AUTHOR=Jiang Min , Zhang Hui , Yao Fangfang , Lu Qinhong , Sun Qian , Liu Zhen , Li Qingcao , Wu Guangliang TITLE=Influence of non-pharmaceutical interventions on epidemiological characteristics of Mycoplasma pneumoniae infection in children during and after the COVID-19 epidemic in Ningbo, China JOURNAL=Frontiers in Microbiology VOLUME=15 YEAR=2024 URL=https://www.frontiersin.org/journals/microbiology/articles/10.3389/fmicb.2024.1405710 DOI=10.3389/fmicb.2024.1405710 ISSN=1664-302X ABSTRACT=Background

Since the outbreak of COVID-19, China has implemented a series of non-pharmaceutical interventions (NPIs), effectively containing the spread of severe acute respiratory syndrome coronavirus 2 (SARS-CoV-2) as well as various respiratory pathogens. With the continuous relaxation of restrictions, China has entered a new phase of the post-pandemic era. However, the epidemiological differences of Mycoplasma pneumoniae (MP) between the two phases in Ningbo and even in China remain unclear.

Methods

Data of children aged 0–14 years who visited the Ningbo Medical Center LiHuiLi Hospital due to acute respiratory tract infections from January 2020 to December 2023 were collected.
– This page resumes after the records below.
PR #144, opened 2020-11-23
Update Ray latest wheels URL

krfricke:
The link to the latest nightly build changed. We're currently building against an old version.

### DIFF
--- a/tune_sklearn/_trainable.py
+++ b/tune_sklearn/_trainable.py
@@ -244,8 +244,7 @@ class _Trainable(Trainable):
                     groups=self.groups,
                     scoring=self.scoring,
                     return_train_score=self.return_train_score,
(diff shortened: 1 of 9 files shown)


Yard1:
@krfricke Looks like something that was changed in Ray is making tune-sklearn break - the tests are failing.

tune_sklearn/_trainable.py
```diff
@@ -244,6 +244,7 @@ def _train(self):
                     groups=self.groups,
                     scoring=self.scoring,
                     return_train_score=self.return_train_score,
+                    error_score="raise"
```
richardliaw, line 247: for some reason we didn't need to do this before..

richardliaw (approved):
Looks great :) will merge with tests passing.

PCR was used to detect 13 respiratory pathogens and the macrolide-resistance of Mycoplasma pneumoniae.

Results

Among 10,206 children, 2,360 were infected with MP (23.12%). Among the total, the MP positive rate during the NPI phase (6.35%) was significantly lower than that during the non-NPI phase (34.28%), while the macrolide resistance rate increased from 62.5% (NPI phase) to 81.1% (non-NPI phase). The rate of MP co-infection increased from 11.2% (NPI phase) to 30.3% (non-NPI phase). MP infection exhibited obvious seasonality, with the highest prevalence in autumn (30.0%) followed by summer (23.6%). There were differences in MP positivity rates among different age groups, with the highest among school-age children at 39.5%. During the NPI phase, all age groups were less susceptible to MP, while during the non-NPI phase, the susceptible age for MP was 4–12 years, with 8 years being the most susceptible. The susceptible age for MP co-infection was 0–6 years. MP exhibited antagonistic effects against numerous pathogens. Compared to MP single infection, the proportion of pneumonia was higher in MP co-infection cases.

Conclusion

The removal of NPIs significantly impacted the spread of MP, altering population characteristics including age, seasonality, macrolide resistance, and MP co-infection rates.